© Reuters. People walk over London Bridge looking at a view of Tower Bridge in the City of London financial district in London, Britain, October 25, 2023. REUTERS/ Susannah Ireland/file photo
By William Schomberg and David Milliken
LONDON (Reuters) -British wage growth slowed by the most in almost two years, official data showed on Tuesday, but pay is still rising too fast for the Bank of England to cut interest rates soon.
Earnings excluding bonuses were 7.3% higher in the three months to October than a year earlier compared with a growth rate of 7.8% in the three months to September, according to the Office for National Statistics (ONS) figures.
The fall was the sharpest since the three months to November 2021. Economists polled by Reuters had forecast wage growth of 7.4%.
“While annual growth in earnings remains high in cash terms, there are some signs that wage pressure might be easing overall,” Darren Morgan, director of economic statistics at the ONS, said.
Britain’s economy is stagnating and some economists have said it could go into a shallow recession over the coming months.
But many employers are struggling to fill vacancies after the workforce contracted during the pandemic, and because of post-Brexit restrictions on workers from the European Union.
The slowdown in regular pay growth represented a further fall from a summer peak of 7.9% that was the highest since the ONS began collecting the data in 2001.
Including bonuses, which are typically volatile, pay growth slowed to 7.2% from 8.0% in the three months to September.
The BoE has said it is worried that pay growth, especially in the private sector, is still too strong to get inflation down to its 2% target, even as the broader economy stagnates.

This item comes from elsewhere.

PR #239, opened 2016-06-12
possible tweaks from intervision

roydmerkel:
Here are some possible tweaks I came up with to this library while writing java code for my organization.

1. Make the map implementation of the JSONObject a LinkedHashMap instead of HashMap, this allows me to enforce that the order I put the properties into the JSONObject is the order I will pull them out when writing the JSONObject to string (this was required due to organizational coding standards, and because of some really bad front end jquery code I had to work arround).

Earnings excluding bonuses in the private sector dropped to 7.3% in the three months to October compared with 7.9% in the July-September period.
The central bank raised interest rates 14 times in a row between December 2021 and August this year. It has since kept rates on hold and is again expected to keep borrowing costs unchanged on Thursday.
RATE CUTS ARE NOT CLOSE
Officials have said they are not ready to cut borrowing costs.
Although inflation is down from 11.1% in October last year, its most recent reading of 4.6% is more than double the BoE’s 2% target.
“Signs of labour market cooling will provide some reassurance to the Bank of England Monetary Policy Committee,” Jack Finney, an economist at PwC, said, adding that the data was not yet convincing enough to swing the BoE towards relaxing its tough stance on borrowing costs.
“Policymakers are expected to stress that rates will need to remain in restrictive territory for some time.”
Vacancies fell for a 17th time in a row in the three months to November and were down almost 30% from their peak although they remained above pre-pandemic levels.
Sterling weakened against the U.S. dollar after the ONS released its figures.
Tuesday’s data also showed that Britain’s unemployment rate held at 4.2% in the three months to September while employment rose by 50,000 people.
The ONS has said those figures may not prove reliable as it has had to change the way that it measures the jobs market via its monthly Labour Force Survey because of a drop in the number of responses it receives.
Despite the slowdown in headline pay growth, workers saw the biggest increase in their incomes after adjusting for consumer price inflation since the three months to September 2021, with a rise of 1.2% on an annual basis.